Earlier this year, we launched our fourth annual GGAC essay competition. For the contest, Nigerian girls between 13 and 19 years old were asked to submit 2,000 word essays in response to the following question:
"What do you think the greatest impact of the COVID-19 pandemic has been on women and girls, and what can be done to cope with this crisis?"
All essays were evaluated on the quality of the arguments made, grammar and vocabulary, and the overall flow of the essay. We're excited to announce the top four winners of this year's competition: Joy Ikoojo Ilabija, Moyosoreoluwa Fagunleka, Chidinma Faith Onyeweaku, and Amara Goodness Okorie.
Many thanks to all who participated this year. The essays submitted provided great insight into the effects of the pandemic and some of the ways the government, the private sector, and civil society can begin to address the issues brought on by the novel coronavirus. Read on for excerpts from the winning essays.
1. Joy Ikoojo Ilabija
The crisis had great impact on women’s health and safety apart from the direct impact of the disease. The pandemic made it difficult for women and girls to receive treatment and health services. Women and girls who already faced health and safety implications in coping with their sexual and reproductive health and menstrual hygiene without access to clean water and private toilets before the pandemic, are extremely in danger. When healthcare systems were overwhelmed and resources were redistributed to respond to the covid-19 pandemic, it threw health services unique to the well being of women and girls in disorder.
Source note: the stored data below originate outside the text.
PR #1915, opened 2020-07-07
[BPK-4068]: New radio style

olliecurtis:
Splitting BPK-4068 into two PRs: Radios and Checkbox.

This PR utilises the new icon style for Radio buttons using pure html and css. This allows for the component to still fully support theming and remove reliance on SVGs that can change size and style when new versions introduced so takes the headache of maintaining out.

The updated has been reviewed and ok'd by design.

Screenshot 2020-07-07 at 20 58 52

RTL:

Screenshot 2020-07-07 at 20 59 02


packages/bpk-component-radio/src/BpkRadio.js
```diff
@@ -41,18 +40,15 @@ const BpkRadio = props => {
...
-  if (className) {
-    classNames.push(className);
-  }
+  const classNames = [
+    getClassName(
+      'bpk-radio',
+      white && 'bpk-radio--white',
+      disabled && 'bpk-radio--disabled',
+      isInvalid && 'bpk-radio--invalid',
+      className && className,
```
shaundon, line 49: You can just use `className` here, `className && className` is redundant, because if it's `null`, it evaluates to `null && null`.

packages/bpk-mixins/src/mixins/_forms.scss
```diff
@@ -666,7 +670,8 @@
 
 @mixin bpk-radio--invalid {
   input[type='radio'] {
-    background: url(map-get($bpk-elements, radio-invalid)) no-repeat;
+    border: ($bpk-one-pixel-rem * 3) solid $bpk-color-panjin;
```
shaundon, line 673: Is it possible to use the [border size tokens](https://backpack.github.io/tokens/borders) for this? Just to simplify things.

packages/bpk-mixins/src/mixins/_forms.scss
```diff
@@ -679,14 +684,14 @@
 
 @mixin bpk-radio__input {
   position: absolute;
-  top: ($bpk-spacing-base - $bpk-spacing-md) / 2;
+  top: 0;
   left: 0;
-  width: $bpk-spacing-md;
-  height: $bpk-spacing-md;
+  width: $bpk-spacing-base - ($bpk-one-pixel-rem * 4);
+  height: $bpk-spacing-base - ($bpk-one-pixel-rem * 4);
```
shaundon, line 690: As this is repeated for `width` and `height`, perhaps we should declare a variable for this (not a token, just a variable local to this mixin)

packages/bpk-mixins/src/mixins/_forms.scss
shaundon: It might be that we don't wanna use border size because it's not _exactly_ a border, it's more intrinsic to the component's style. Either way, `($bpk-one-pixel-rem * 3) solid <color>` is repeated in this file a couple of times, so we might wanna declare a mixin or variable for this so it's DRYer

shaundon:
This is outside of your PR but just mentioning so it's on your radar — when we update the docs for this, can we add an example of the `white` prop? I just went on the docs site to see what it does and we don't have an example of it.

packages/bpk-component-radio/src/BpkRadio.js
olliecurtis: Ah ok! Copied it from another place in the code and didn't realise!

packages/bpk-mixins/src/mixins/_forms.scss
olliecurtis: Sounds good

packages/bpk-mixins/src/mixins/_forms.scss
olliecurtis: Sure thing, forgot we actually have a 3px border token!

shaundon:
This solution doesn't work in IE11 btw, it falls back to what I assume is the default IE radio styling.

I think this is probably an acceptable tradeoff, given how many travellers use IE (around 5%). And the radios are still functional, nothing is broken (theming and invalid states don't work though, of course), so it's progressive enhancement. What do you think?

Screen Shot 2020-07-08 at 08 45 11

UNRELEASED.yaml
```diff
@@ -1,5 +1,9 @@
 # UNRELEASED:
 
+ADDED:
```
georgegillams, line 3: This is just changing the visual appearance of an existing thing, right?
Maybe it should be `fixed` instead of `added`?

packages/bpk-component-radio/src/BpkRadio.js
```diff
@@ -41,18 +40,15 @@ const BpkRadio = props => {
...
-  if (isInvalid) {
-    classNames.push(getClassName('bpk-radio--invalid'));
-  }
-  if (className) {
-    classNames.push(className);
-  }
+  const classNames = [
+    getClassName(
+      'bpk-radio',
+      white && 'bpk-radio--white',
```
georgegillams, line 46: You could also simplify this a bit with `bpk-radio--${style}`. Probably unnecessary though 🤷

UNRELEASED.yaml
olliecurtis: Good point, I guess if we are removing the old assets from svgs it could be breaking right of someone is directly using them, outside of their recommended usage?

shaundon: I think it's breaking for `bpk-svgs`, patch for `bpk-mixins` and `bpk-component-radio`.

UNRELEASED.yaml
```diff
@@ -1,5 +1,14 @@
 # UNRELEASED:
 
+BREAKING:
+  - bpk-svgs:
+    - Removed radio svgs elements as these are no longer used.
```
shaundon, line 5: If I read this as a consumer of Backpack I wouldn't really know what to make of this information — can you provide some more details on what exactly has been removed and what it means? There was never a React element for these so I think they were only usable from scss.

The government should make provisions for standard health services to be continued. Attention needs to be paid to medical care for older women, antenatal, post-natal, pre-natal and delivery services. Private sectors especially the health sector should facilitate the development and dissemination of public health messages that relate to different concerns of women and girls. Due to limited access to education therefore low levels of literacy in some areas, the message (about covid-19) should be made accessible, culturally appropriate and understandable by all. These messages should contain important information on delivery procedures, healthy sexual and reproductive behaviors and menstrual hygiene. Applications should also be made available to install on devices to help disseminate this information better.
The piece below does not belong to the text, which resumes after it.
PR #1917, opened 2020-07-09
No jira/Add flow annotation to nudger

federico-costa:
I added the annotation `/* @flow strict */` to the index of BpkNudger in order to be able to use the types and avoid adding libdefs.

2. Moyosoreoluwa Fagunleka
Women are usually responsible for child care within families in Nigeria. With the closure of schools due to the COVID-19 pandemic, children of school age are at home and have to be looked after mainly by mothers. The opportunity cost here is that while men may be able to resume work whenever restrictions are lifted, many women will only be able to resume work fully when schools resume. This will certainly lead to loss of income and entrench gender inequality. Similarly, the amount of domestic work done by women in terms of cooking and general housekeeping will remarkably increase, thereby putting additional mental and physical stress on women.
The COVID-19 pandemic clearly exacerbates the existing socio-economic problems in Nigeria. Even though the impact of the pandemic is faced by all demographics, it is generally higher among girls and women. It may be difficult to have policy measures that can address most of the problems in the short term, rather, the aim may be to ensure that government policies and the efforts being put in place to curb the spread of the disease do not aggravate the already bad situation.
3. Chidinma Faith Onyeweaku
The COVID-19 pandemic increased the rate of poverty and hunger to a large extent, this adverse effect can result to a young girl being married off in order to lessen her family’s financial burden, or even worse, a real risk with lockdowns and extended school closure increases the cases of teenage pregnancy amongst young girls due to either sexual abuse or mere ignorance of the unfavorable effects of pre-marital sex. Girls in this category become very uncertain about their education after the pandemic. During the pandemic, many schools were shut down and even if remote learning is still made available, most girls who were probably not married off have been forced to drop out of schools in order to help their mothers with caring for other family members thereby taking up extra labor and household chores.
When the crisis has passed, and schools are reopened, it is very crucial to see that girls go back to school, and those who were in more ways than one affected by the virus should be given extra psychological support to be emotionally ready for the classroom again. Orientation on sexual and reproductive health should be observed in rural communities as well.
4. Amara Goodness Okorie
A pandemic can end girls education, in many of the countries where being a girl is already a barrier to education, when the barrier is amplified by a health crisis and a potential lockdown thus makes maintaining an education difficult for all children but especially for girls. If the effect of Covid-19 and lockdown measures which led school closure, it could even result in a young girl being married off in order to lessen her family's financial burdens. Girls in underdeveloped communities and rural areas may not be able to access online learning platforms thereby increasing the number of out of school girls. UN experts predicts that as many as 13 million more child marriages could take place over the next 10 years because of shutdown of schools.
For girls making the switch to learning at home, its important to consider the needs and risk among the most vulnerable families especially around stress management and helping parents create a supportive learning environment, what's more when the crisis has passed and schools can reopen, its also critical to ensure that girls go back to school and that those who are actually affected by covid-19 survivors, unaccompanied minors, are given psychological support to be emotionally ready for the classroom once again.